Requirement
Collect every line in the records below that contains the word "only".

Source data:
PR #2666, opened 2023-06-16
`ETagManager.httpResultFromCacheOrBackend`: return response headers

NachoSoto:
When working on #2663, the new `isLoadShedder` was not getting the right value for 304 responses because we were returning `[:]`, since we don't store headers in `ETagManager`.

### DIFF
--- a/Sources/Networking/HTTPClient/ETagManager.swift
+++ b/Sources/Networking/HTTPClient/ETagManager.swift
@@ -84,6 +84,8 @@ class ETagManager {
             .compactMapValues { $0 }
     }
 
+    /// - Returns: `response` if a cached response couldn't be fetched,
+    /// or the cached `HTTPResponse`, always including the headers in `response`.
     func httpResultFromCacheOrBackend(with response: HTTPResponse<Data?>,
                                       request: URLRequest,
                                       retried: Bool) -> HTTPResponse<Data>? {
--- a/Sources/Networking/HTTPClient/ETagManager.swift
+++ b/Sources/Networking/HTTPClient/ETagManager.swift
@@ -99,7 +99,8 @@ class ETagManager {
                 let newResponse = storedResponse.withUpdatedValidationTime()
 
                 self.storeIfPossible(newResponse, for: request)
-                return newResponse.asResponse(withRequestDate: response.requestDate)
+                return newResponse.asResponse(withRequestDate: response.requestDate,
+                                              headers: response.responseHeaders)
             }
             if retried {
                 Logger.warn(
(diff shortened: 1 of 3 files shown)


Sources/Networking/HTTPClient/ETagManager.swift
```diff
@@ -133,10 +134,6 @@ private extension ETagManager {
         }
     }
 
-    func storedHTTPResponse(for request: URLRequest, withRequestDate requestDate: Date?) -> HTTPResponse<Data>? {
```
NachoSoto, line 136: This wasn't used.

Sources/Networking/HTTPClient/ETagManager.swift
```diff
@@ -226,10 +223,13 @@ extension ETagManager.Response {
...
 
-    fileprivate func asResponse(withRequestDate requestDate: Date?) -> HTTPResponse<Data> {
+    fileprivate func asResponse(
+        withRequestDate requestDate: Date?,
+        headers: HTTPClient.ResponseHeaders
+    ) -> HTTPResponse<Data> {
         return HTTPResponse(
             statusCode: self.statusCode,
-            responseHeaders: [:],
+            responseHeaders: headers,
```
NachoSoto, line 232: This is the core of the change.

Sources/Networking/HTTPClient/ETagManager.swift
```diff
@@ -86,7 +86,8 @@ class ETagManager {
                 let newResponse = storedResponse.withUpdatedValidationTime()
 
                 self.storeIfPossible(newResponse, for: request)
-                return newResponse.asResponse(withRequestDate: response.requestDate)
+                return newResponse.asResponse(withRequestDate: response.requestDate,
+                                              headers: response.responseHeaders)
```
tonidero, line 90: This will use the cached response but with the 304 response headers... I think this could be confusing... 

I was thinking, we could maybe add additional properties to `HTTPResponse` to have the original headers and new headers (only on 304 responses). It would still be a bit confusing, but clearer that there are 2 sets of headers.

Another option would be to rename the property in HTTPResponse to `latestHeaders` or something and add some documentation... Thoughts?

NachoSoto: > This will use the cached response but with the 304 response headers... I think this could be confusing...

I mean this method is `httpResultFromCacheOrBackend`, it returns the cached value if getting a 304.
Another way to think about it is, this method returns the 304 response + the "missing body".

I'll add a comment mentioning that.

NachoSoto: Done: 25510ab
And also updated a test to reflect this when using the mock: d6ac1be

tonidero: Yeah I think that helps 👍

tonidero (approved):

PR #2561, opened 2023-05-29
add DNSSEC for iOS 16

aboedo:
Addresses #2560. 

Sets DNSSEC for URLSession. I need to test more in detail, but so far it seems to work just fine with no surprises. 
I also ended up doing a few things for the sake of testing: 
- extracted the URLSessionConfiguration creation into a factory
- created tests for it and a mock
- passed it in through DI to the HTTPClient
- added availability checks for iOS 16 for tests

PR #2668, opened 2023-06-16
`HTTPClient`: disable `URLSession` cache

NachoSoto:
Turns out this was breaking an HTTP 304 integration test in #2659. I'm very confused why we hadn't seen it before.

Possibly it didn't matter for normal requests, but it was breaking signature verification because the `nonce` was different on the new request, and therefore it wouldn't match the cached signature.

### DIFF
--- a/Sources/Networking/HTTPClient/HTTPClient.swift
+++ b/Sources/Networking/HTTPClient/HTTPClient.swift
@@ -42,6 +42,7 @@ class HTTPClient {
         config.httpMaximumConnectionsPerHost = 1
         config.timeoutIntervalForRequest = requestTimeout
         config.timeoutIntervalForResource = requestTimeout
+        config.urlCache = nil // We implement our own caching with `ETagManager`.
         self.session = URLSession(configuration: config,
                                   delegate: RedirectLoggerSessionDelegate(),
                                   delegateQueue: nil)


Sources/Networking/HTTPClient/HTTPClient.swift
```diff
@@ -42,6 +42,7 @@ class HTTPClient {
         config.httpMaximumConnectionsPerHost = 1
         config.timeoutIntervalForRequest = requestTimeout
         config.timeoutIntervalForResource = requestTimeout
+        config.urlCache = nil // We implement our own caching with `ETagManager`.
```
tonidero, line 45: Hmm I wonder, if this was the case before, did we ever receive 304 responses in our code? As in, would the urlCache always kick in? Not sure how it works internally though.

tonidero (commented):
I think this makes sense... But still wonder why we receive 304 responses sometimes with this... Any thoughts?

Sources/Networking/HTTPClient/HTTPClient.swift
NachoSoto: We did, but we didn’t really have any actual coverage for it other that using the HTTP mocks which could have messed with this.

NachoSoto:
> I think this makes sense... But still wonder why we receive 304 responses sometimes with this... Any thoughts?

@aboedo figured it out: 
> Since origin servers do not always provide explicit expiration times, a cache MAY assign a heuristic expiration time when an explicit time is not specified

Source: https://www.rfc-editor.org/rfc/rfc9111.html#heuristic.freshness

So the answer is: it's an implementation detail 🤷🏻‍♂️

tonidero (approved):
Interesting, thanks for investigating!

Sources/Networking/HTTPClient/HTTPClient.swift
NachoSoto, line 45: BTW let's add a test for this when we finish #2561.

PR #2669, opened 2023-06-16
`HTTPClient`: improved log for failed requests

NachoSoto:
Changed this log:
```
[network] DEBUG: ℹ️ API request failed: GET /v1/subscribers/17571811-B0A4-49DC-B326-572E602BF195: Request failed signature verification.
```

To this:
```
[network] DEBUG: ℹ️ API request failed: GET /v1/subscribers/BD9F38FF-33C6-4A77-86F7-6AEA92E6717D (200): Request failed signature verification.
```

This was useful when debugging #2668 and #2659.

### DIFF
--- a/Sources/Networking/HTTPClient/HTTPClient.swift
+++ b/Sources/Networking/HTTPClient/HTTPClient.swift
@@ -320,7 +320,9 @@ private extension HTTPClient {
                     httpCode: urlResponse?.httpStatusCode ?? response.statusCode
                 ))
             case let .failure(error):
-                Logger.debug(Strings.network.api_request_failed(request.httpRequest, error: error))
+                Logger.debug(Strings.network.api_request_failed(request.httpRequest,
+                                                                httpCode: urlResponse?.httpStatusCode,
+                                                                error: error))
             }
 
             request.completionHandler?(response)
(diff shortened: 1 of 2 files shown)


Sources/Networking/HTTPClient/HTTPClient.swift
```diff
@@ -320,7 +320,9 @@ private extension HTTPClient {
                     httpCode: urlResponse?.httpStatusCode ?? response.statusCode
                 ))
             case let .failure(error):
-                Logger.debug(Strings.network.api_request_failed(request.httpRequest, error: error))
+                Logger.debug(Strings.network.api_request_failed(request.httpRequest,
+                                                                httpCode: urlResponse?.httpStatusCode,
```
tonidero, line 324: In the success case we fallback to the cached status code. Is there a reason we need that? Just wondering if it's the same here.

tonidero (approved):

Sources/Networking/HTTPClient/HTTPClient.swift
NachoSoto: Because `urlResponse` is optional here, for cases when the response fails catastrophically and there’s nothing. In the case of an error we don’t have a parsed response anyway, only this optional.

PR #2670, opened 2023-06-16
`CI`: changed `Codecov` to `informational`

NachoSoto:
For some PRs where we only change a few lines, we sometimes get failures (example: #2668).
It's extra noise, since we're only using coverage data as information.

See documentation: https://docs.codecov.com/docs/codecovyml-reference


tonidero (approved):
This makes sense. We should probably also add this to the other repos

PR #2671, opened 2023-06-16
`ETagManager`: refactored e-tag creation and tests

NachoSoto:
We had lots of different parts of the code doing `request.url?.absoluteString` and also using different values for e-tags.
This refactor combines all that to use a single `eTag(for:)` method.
==
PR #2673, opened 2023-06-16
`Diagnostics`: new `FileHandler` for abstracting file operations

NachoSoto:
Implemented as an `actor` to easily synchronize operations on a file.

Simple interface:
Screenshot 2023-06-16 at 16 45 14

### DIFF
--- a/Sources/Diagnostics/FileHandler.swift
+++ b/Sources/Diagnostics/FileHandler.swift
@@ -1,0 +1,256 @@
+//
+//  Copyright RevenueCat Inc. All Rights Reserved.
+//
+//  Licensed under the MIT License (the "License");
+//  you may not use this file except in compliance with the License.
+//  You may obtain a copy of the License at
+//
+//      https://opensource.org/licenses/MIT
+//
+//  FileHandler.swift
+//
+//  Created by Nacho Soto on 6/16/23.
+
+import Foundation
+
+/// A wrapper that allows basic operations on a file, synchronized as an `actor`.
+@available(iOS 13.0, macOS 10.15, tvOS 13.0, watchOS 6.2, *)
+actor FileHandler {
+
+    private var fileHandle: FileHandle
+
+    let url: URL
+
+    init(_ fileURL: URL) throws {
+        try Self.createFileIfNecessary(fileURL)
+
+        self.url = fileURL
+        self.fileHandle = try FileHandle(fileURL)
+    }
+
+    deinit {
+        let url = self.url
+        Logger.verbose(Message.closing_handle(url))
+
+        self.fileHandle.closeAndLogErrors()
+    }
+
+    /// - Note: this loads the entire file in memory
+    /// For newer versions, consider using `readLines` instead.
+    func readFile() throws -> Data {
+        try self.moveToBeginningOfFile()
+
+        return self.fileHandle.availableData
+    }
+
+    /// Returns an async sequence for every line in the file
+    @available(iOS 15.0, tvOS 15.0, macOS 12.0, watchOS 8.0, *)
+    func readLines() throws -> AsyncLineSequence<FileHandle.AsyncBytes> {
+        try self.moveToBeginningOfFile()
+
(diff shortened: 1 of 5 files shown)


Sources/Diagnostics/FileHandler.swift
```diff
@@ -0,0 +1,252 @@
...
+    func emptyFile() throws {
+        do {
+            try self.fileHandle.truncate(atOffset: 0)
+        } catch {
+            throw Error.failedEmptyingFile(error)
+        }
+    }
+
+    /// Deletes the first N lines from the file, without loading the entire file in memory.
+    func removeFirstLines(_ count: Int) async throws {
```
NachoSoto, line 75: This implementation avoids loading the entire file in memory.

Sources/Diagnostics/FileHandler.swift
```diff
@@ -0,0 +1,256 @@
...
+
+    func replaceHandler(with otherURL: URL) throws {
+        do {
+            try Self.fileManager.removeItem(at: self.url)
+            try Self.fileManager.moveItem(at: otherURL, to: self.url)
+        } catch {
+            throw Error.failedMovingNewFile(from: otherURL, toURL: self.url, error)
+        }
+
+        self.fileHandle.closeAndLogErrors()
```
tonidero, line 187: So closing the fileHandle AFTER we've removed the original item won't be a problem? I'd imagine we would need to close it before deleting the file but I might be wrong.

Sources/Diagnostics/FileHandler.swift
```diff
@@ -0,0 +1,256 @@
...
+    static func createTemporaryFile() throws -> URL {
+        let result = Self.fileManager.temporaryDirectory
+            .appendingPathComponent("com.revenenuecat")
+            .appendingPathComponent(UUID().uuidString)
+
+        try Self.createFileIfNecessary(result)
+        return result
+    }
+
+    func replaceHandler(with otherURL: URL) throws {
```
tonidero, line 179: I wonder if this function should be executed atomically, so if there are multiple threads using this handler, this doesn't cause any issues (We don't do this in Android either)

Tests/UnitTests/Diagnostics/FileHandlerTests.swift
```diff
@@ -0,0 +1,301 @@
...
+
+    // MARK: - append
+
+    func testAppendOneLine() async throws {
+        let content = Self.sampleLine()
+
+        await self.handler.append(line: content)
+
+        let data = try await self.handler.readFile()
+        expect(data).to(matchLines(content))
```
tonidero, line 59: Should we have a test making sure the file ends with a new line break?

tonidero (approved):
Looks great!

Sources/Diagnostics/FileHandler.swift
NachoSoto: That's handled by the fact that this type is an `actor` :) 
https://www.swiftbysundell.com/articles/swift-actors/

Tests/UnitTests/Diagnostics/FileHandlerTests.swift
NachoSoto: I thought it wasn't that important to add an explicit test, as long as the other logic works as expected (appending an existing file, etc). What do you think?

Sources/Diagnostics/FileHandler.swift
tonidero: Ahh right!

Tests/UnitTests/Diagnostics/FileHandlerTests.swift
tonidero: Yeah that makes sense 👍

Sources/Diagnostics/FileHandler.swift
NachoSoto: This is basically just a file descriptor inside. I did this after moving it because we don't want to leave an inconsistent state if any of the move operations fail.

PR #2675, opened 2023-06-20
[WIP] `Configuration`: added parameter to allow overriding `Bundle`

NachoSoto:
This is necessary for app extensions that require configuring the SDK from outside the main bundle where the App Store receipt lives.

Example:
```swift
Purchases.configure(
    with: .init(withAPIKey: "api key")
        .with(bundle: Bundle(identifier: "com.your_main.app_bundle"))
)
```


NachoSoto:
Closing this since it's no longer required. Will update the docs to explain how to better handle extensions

Answer
I was thinking, we could maybe add additional properties to `HTTPResponse` to have the original headers and new headers (only on 304 responses). It would still be a bit confusing, but clearer that there are 2 sets of headers.
NachoSoto: Because `urlResponse` is optional here, for cases when the response fails catastrophically and there’s nothing. In the case of an error we don’t have a parsed response anyway, only this optional.
For some PRs where we only change a few lines, we sometimes get failures (example: #2668).
It's extra noise, since we're only using coverage data as information.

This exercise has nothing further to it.